Retype the material so that each line matches the original exactly.
========
PR #6071, opened 2024-06-27
feat(replays): Add materialization YAML definitions

cmanallen:
Add entity and storage YAML files for `replays_aggregated` materialization.

Previous PR which added the migration: https://github.com/getsentry/snuba/pull/5708.


tests/datasets/test_entity_factory.py
```diff
@@ -29,6 +29,7 @@
     EntityKey.PROFILES,
     EntityKey.FUNCTIONS,
     EntityKey.REPLAYS,
+    EntityKey.REPLAYS_AGGREGATED,
```
aliu39, line 32: will this test against the clickhouse table?

aliu39 (approved):

tests/datasets/test_entity_factory.py
cmanallen: I have no idea what this test does.  But now that the YAML is defined the test requires it.

aliu39: kk just wondering because I def did not review every column of the schema lol

snuba/datasets/configuration/replays/entities/aggregated.yaml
========
• _EXPECTED ANSWER_
PR #6071, opened 2024-06-27
feat(replays): Add materialization YAML definitions

cmanallen:
Add entity and storage YAML files for `replays_aggregated` materialization.

Previous PR which added the migration: https://github.com/getsentry/snuba/pull/5708.


tests/datasets/test_entity_factory.py
```diff
@@ -29,6 +29,7 @@
     EntityKey.PROFILES,
     EntityKey.FUNCTIONS,
     EntityKey.REPLAYS,
+    EntityKey.REPLAYS_AGGREGATED,
```
aliu39, line 32: will this test against the clickhouse table?

aliu39 (approved):

tests/datasets/test_entity_factory.py
cmanallen: I have no idea what this test does.  But now that the YAML is defined the test requires it.

aliu39: kk just wondering because I def did not review every column of the schema lol

snuba/datasets/configuration/replays/entities/aggregated.yaml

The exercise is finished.